_The records:_
PR #6346, opened 2025-07-19
Add option to use server timestamp from the message instead of the local clock time for logging.

droidicus:
This PR adds the option to use `message->serverReceivedTime` instead of the local clock time for logging timestamps.

Feedback request: I do not know how stable the server timestamps are over time, but this change does show non-monotonic timestamps in logs. I have left the default behavior using the local clock to prevent these non-monotonic timestamps in the default configuration. This is significantly more likely to occur with miliseconds enabled in the logs, as the vast majority of the negative timedeltas that I have observed so far in a moderately fast chat channel are < 100 ms:

image
image

A corner-case example: If non-monotonic timestamps are received that span midnight, the file-partition logic will cause the logger to open and close files multiple times before stabilizing (e.g. if the message receive timestamps come in the order `23:59:57`, `00:00:01`, `23:59:59`, `00:00:02`, `00:00:05`, etc. then the active log file will change three times instead of once).

I have not seen this in my own testing, but if it occurs it is more likely to happen on extremely high velocity chat channels.

image


Nerixyz:
We should have documentation for these fields in `Message`...

`serverReceivedTime` isn't always set. When it's not set (e.g. [here](https://github.com/Chatterino/chatterino2/blob/8085d6f633da2347afa8aa0a2ba3f76a3926d600/tests/snapshots/IrcMessageHandler/sub-first-time.json#L84) for some reason), we should fall back to the current time. 

For the interface, there should be a different name for the setting. As a user, I wouldn't know what a server receive time is (as a developer that's also a bit confusing, hence the comment at the start). A tooltip should list the tradeoffs.

droidicus:
> For the interface, there should be a different name for the setting. As a user, I wouldn't know what a server receive time is (as a developer that's also a bit confusing, hence the comment at the start). A tooltip should list the tradeoffs.

Thanks for the feedback, I will update.
Do you have recommendation for the naming?

droidicus:
> `serverReceivedTime` isn't always set. When it's not set (e.g. [here](https://github.com/Chatterino/chatterino2/blob/8085d6f633da2347afa8aa0a2ba3f76a3926d600/tests/snapshots/IrcMessageHandler/sub-first-time.json#L84) for some reason), we should fall back to the current time.

@Nerixyz Looking into the source of this timestamp, I believe there is already a fallback to current time if there is not a server-side timestamp in the parsing code. In addition the tests use mocked timestamps, likely why the example json files have blank strings: https://github.com/droidicus/chatterino2/blob/8085d6f633da2347afa8aa0a2ba3f76a3926d600/src/util/IrcHelpers.cpp#L9

That being said, I have added checks for null timestamps and Epoch timestamps (e.g. if it is instantiated from a zero-length string) to fallback to the current time as well.

Let me know if this is what you were looking for.

pajlada:
Have you looked into in which scenarios it's instantiated from a zero-length string?
this feels very ugly: `message->serverReceivedTime != QDateTime::fromMSecsSinceEpoch(QString("").toLongLong())`

src/singletons/helper/LoggingChannel.cpp
```diff
@@ -166,9 +166,20 @@ void LoggingChannel::openStreamLogFile(const QString &streamID)
 void LoggingChannel::addMessage(const MessagePtr &message,
                                 const QString &streamID)
 {
-    QDateTime now = QDateTime::currentDateTime();
+    QDateTime messageTimestamp;
+    if (getSettings()->logTimestampFromMessage &&
+        !message->serverReceivedTime.isNull() &&
+        message->serverReceivedTime !=
+            QDateTime::fromMSecsSinceEpoch(QString("").toLongLong()))
```
Nerixyz: Do we ever construct a date like `QDateTime::fromMSecsSinceEpoch(0)`? `isNull` should be enough for default constructed date times.

Nerixyz:
> In addition the tests use mocked timestamps, likely why the example json files have blank strings: [droidicus/chatterino2@`8085d6f`/src/util/IrcHelpers.cpp#L9](https://github.com/droidicus/chatterino2/blob/8085d6f633da2347afa8aa0a2ba3f76a3926d600/src/util/IrcHelpers.cpp#L9)

That should still result in a string like `1970-01-01T00:00:00Z`, not an empty string. The empty string is only returned if the date is invalid (i.e. default constructed): https://github.com/qt/qtbase/blob/c9ed0591ab56006030499139491a4271666ec642/src/corelib/time/qdatetime.cpp#L4652-L4654.

> Do you have recommendation for the naming?

Something like "Use Twitch's timestamps"? Although that will be wrong if we add support for other platforms.

src/singletons/helper/LoggingChannel.cpp
droidicus: @Nerixyz @pajlada 
If it is possible for `tmi-sent-ts` to exist as a tag in a message, but the value is a zero length string/not a number, that could result in this case. Note I haven't seen this happen in my limited testing: https://github.com/droidicus/chatterino2/blob/8085d6f633da2347afa8aa0a2ba3f76a3926d600/src/util/IrcHelpers.cpp#L25-L30

Epoch timestamps are also constructed for tests: https://github.com/droidicus/chatterino2/blob/8085d6f633da2347afa8aa0a2ba3f76a3926d600/src/util/IrcHelpers.cpp#L44-L49

I would be happy to remove this check if you don't think it is needed with the `isNull` check, or change to `QDateTime::fromMSecsSinceEpoch(0)` to be less ugly.

pajlada:
"Use Twitch's timestamps" seems good to me

droidicus:
> "Use Twitch's timestamps" seems good to me

Done. I also added a tooltip which may need the verbage adjusted as well.

src/widgets/settingspages/ModerationPage.cpp
```diff
@@ -165,6 +165,16 @@ ModerationPage::ModerationPage()
         logTimestampFormat->setToolTip("a = am/pm, zzz = milliseconds");
         logsTimestampFormatLayout.append(logTimestampFormat);
 
+        QCheckBox *logTimestampFromMessage = this->createCheckBox(
+            "Use Twitch's timestamps", getSettings()->logTimestampFromMessage);
+        logTimestampFromMessage->setToolTip(
+            "Using Twitch's timestamps for logging can result in out-of-order "
+            "timestamps in the log files.\nE.g. Consecutive timestamps may "
+            "appear like this: 11:32:39, 11:32:38, 11:32:40, 11:32:40, "
+            "11:32:42, etc.");
```
Nerixyz: I was more thinking of an explanation on _why_ someone would want to enable this. There could be a sentence like "This might result in out-of-order timestamps in log files" at the end.

src/singletons/helper/LoggingChannel.cpp
Nerixyz: Yeah, I don't think we ever construct them like this except for tests. And if we do, that's a bug. After all, this is the timestamp we would show to the user.

src/widgets/settingspages/ModerationPage.cpp
droidicus: Done, let me know if the wording still needs work.

Nerixyz: Looks good 👍

src/singletons/helper/LoggingChannel.cpp
droidicus: Removed Epoch test, left `isNull()` test.

Nerixyz (commented):
Looks good from my side. I don't have any right to approve though.

src/singletons/Settings.hpp
```diff
@@ -571,6 +571,10 @@ class Settings
         "/logging/logTimestampFormat",
         "hh:mm:ss",
     };
+    BoolSetting logTimestampFromMessage = {
+        "/logging/logTimestampFromMessage",
+        false,
+    };
```
pajlada: naming nit, will need changes to places that use it

```suggestion
    BoolSetting logTryUseTwitchTimestamps = {
        "/logging/tryUseTwitchTimestamps",
        false,
    };
```

src/widgets/settingspages/ModerationPage.cpp
```diff
@@ -165,6 +165,16 @@ ModerationPage::ModerationPage()
         logTimestampFormat->setToolTip("a = am/pm, zzz = milliseconds");
         logsTimestampFormatLayout.append(logTimestampFormat);
 
+        QCheckBox *logTimestampFromMessage = this->createCheckBox(
+            "Use Twitch's timestamps", getSettings()->logTimestampFromMessage);
+        logTimestampFromMessage->setToolTip(
+            "Twitch's timestamp is when the message was recieved by the chat "
+            "server.\nOtherwise the timestamp is when the message was recieved "
+            "by the chat client.\nTwitch's timestamp is more accurate, however "
+            "it can result in out-of-order timestamps in the log files.");
```
pajlada: Some bikeshedding for the tooltip that I think reads better
```
Try to use Twitch's timestamp (the time when the message was received by Twitch's chat server), rather than your computer's local timestamp.
Note that using this setting can result in out-of-order timestamps in the log files, and that if Twitch's timestamp was unavailable for a message, it will fall back to your computer's local timestamp.
```

The main issues I have with the current tooltip is:
 - Mentioning accuracy doesn't convey anything relevant in my opinion. The accurate thing to do would be to include _more_ information (i.e. both server received time _and_ local time), which is not something we support.
 - We should mention that if the server-side-time is unavailable, that this will fall back to your local time.

src/singletons/Settings.hpp
droidicus: Done.

src/widgets/settingspages/ModerationPage.cpp
droidicus: Done.

pajlada (approved):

_Task statement:_ Above are the entries; copy every line among them that contains the word "happen".

_Problem solution:_
I have not seen this in my own testing, but if it occurs it is more likely to happen on extremely high velocity chat channels.
If it is possible for `tmi-sent-ts` to exist as a tag in a message, but the value is a zero length string/not a number, that could result in this case. Note I haven't seen this happen in my limited testing: https://github.com/droidicus/chatterino2/blob/8085d6f633da2347afa8aa0a2ba3f76a3926d600/src/util/IrcHelpers.cpp#L25-L30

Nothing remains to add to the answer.